> [Given information]
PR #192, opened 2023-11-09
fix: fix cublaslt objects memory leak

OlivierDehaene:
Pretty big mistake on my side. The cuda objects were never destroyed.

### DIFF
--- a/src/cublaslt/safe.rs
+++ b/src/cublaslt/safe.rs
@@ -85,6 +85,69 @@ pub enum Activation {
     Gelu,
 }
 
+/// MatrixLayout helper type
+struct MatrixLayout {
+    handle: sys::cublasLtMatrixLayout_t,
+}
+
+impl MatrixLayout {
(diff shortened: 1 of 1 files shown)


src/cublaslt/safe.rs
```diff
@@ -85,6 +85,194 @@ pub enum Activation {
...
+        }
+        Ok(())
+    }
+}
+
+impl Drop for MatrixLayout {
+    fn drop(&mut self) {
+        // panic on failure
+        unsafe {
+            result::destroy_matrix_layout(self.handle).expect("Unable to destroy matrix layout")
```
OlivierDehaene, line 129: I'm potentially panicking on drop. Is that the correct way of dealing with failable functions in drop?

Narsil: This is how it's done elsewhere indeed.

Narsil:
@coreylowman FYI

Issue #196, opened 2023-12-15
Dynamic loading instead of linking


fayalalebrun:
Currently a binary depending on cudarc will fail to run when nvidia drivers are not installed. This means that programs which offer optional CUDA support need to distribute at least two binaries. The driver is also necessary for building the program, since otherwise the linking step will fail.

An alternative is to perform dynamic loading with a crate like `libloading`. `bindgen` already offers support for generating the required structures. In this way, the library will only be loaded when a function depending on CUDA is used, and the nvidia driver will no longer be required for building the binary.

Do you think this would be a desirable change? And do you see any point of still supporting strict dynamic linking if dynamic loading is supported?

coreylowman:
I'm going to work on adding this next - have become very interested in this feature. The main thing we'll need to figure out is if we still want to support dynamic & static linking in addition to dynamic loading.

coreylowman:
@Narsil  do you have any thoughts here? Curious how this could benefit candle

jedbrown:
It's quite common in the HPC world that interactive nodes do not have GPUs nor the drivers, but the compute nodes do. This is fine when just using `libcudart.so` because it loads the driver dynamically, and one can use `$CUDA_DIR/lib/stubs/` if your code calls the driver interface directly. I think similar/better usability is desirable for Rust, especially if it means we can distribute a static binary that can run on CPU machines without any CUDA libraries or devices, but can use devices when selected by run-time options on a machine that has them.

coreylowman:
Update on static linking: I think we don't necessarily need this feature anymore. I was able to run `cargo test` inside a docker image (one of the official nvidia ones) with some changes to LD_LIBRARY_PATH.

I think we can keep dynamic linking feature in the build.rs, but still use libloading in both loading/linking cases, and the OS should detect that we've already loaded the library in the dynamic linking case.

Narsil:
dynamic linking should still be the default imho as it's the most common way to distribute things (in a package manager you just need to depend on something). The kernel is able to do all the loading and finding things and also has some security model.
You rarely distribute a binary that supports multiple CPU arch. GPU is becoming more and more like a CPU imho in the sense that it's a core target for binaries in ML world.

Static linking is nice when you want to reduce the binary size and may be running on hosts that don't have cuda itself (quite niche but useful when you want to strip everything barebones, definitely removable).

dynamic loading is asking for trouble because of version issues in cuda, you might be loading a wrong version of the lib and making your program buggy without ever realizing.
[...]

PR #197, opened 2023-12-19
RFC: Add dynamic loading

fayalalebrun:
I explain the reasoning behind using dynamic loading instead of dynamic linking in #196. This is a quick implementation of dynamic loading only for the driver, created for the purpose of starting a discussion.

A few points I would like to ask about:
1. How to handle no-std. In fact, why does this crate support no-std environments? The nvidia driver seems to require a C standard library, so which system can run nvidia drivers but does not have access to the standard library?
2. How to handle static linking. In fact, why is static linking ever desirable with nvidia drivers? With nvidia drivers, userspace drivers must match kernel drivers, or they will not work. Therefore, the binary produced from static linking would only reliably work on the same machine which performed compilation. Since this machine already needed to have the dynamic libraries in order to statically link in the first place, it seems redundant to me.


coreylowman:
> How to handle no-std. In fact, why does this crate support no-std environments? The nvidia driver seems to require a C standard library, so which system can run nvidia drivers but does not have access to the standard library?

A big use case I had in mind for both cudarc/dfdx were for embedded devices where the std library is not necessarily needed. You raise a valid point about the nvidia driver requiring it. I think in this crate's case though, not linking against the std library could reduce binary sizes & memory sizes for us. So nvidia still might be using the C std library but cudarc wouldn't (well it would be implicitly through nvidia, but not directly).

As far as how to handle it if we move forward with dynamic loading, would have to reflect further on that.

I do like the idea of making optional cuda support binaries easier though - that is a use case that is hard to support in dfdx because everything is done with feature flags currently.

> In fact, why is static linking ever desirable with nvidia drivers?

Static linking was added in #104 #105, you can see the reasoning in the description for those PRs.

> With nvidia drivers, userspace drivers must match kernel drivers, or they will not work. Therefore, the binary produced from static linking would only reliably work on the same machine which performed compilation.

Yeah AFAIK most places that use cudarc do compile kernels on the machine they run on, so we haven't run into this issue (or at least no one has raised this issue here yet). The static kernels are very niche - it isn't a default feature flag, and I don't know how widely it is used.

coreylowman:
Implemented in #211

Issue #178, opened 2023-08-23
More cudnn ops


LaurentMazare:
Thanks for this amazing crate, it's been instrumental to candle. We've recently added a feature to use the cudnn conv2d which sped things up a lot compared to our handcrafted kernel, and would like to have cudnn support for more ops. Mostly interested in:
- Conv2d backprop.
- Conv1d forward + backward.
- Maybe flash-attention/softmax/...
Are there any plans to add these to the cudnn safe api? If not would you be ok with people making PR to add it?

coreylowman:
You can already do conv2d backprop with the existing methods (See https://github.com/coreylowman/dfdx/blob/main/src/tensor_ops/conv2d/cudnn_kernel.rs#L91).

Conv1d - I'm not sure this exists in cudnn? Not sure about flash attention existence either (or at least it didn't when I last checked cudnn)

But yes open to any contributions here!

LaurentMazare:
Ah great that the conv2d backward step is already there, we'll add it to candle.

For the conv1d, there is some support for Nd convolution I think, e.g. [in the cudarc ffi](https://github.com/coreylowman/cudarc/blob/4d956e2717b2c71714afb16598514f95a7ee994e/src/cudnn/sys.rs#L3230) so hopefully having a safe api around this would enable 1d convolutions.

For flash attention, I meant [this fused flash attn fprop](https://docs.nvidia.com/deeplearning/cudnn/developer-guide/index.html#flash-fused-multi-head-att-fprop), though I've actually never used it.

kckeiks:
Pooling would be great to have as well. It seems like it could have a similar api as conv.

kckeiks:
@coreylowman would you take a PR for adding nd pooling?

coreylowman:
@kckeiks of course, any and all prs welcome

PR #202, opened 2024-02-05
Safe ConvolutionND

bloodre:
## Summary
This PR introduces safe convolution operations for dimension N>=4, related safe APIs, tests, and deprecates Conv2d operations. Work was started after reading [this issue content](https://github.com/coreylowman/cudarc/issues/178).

==

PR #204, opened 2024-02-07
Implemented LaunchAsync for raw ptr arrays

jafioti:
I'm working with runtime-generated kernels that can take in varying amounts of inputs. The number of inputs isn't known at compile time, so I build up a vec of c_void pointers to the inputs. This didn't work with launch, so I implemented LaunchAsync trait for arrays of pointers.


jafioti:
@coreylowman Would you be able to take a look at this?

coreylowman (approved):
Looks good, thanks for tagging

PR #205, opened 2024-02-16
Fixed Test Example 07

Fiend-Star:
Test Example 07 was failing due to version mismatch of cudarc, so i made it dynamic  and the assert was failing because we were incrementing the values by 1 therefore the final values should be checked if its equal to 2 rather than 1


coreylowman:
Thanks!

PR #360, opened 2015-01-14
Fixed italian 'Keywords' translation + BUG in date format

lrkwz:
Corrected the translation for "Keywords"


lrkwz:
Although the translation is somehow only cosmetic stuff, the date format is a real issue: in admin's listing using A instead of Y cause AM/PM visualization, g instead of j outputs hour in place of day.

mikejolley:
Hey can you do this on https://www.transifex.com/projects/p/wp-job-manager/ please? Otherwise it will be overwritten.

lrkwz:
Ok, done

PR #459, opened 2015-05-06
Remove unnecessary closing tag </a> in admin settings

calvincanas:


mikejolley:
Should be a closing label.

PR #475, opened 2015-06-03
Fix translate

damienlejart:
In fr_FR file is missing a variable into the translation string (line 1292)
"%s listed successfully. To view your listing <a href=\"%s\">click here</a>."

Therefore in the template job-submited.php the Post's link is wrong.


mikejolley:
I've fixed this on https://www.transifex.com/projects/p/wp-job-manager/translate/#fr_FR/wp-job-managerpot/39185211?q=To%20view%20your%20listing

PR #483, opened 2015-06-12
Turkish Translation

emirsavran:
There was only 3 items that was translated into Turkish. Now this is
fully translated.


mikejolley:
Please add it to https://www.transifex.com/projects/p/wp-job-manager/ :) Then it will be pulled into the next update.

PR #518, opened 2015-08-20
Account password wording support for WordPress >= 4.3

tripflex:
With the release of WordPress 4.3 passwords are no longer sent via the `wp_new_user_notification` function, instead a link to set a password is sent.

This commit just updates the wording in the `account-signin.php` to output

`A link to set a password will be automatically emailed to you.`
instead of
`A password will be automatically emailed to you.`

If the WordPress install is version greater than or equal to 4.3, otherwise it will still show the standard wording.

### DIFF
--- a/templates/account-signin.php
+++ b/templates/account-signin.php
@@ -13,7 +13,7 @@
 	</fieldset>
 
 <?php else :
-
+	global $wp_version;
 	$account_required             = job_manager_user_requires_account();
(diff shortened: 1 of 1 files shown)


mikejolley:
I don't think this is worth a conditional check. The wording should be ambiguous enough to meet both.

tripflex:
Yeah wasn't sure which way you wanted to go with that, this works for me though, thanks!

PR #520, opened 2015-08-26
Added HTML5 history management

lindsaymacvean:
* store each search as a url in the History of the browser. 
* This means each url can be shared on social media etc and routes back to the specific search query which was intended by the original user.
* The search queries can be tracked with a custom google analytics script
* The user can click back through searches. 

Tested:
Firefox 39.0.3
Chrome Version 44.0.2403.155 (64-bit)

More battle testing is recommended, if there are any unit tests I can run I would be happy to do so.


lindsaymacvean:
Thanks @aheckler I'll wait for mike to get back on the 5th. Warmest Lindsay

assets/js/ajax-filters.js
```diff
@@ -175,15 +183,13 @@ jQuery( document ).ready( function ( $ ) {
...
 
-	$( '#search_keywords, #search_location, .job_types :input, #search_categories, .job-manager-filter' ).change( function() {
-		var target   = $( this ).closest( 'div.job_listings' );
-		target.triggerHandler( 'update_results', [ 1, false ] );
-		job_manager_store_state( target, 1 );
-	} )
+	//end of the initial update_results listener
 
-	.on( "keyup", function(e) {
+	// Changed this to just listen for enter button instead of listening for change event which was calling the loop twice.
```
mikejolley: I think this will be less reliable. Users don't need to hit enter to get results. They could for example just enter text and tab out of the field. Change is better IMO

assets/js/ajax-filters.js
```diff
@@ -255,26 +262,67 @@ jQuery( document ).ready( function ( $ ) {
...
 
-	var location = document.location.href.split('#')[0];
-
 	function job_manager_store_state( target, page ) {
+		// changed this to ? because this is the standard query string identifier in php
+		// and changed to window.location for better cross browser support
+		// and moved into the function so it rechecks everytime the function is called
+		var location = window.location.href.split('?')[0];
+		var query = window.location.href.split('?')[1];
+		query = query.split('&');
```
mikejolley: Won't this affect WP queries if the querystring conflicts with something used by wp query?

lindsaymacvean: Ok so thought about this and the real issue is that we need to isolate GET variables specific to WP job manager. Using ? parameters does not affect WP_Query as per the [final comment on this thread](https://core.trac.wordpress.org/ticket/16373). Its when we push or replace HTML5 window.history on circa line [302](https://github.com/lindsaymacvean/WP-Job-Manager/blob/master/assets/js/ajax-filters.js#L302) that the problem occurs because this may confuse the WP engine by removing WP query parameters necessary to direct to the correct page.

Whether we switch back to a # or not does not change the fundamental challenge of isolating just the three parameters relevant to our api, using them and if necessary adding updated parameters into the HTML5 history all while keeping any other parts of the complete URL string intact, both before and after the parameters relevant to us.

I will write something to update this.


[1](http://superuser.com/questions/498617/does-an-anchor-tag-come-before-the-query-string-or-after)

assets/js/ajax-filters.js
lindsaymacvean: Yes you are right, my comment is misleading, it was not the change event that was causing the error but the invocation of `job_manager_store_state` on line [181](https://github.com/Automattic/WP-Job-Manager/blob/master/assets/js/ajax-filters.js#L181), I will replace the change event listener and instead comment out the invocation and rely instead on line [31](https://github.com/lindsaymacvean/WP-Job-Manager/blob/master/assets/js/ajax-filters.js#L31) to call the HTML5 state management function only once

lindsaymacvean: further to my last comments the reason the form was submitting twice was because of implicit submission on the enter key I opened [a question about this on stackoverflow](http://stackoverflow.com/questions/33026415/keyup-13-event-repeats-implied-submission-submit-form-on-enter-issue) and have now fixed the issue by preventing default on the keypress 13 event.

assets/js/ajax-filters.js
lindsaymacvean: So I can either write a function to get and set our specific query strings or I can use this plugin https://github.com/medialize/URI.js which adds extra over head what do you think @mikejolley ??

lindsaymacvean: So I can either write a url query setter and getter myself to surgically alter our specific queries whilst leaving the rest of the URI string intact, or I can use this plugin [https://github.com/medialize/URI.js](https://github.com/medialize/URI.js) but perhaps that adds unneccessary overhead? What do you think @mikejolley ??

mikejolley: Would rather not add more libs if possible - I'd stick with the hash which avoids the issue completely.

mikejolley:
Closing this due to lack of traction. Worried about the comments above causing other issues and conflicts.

> [Work instruction] Would you copy each line of the records that contains "equal"?

> [Result]
Test Example 07 was failing due to version mismatch of cudarc, so i made it dynamic  and the assert was failing because we were incrementing the values by 1 therefore the final values should be checked if its equal to 2 rather than 1
If the WordPress install is version greater than or equal to 4.3, otherwise it will still show the standard wording.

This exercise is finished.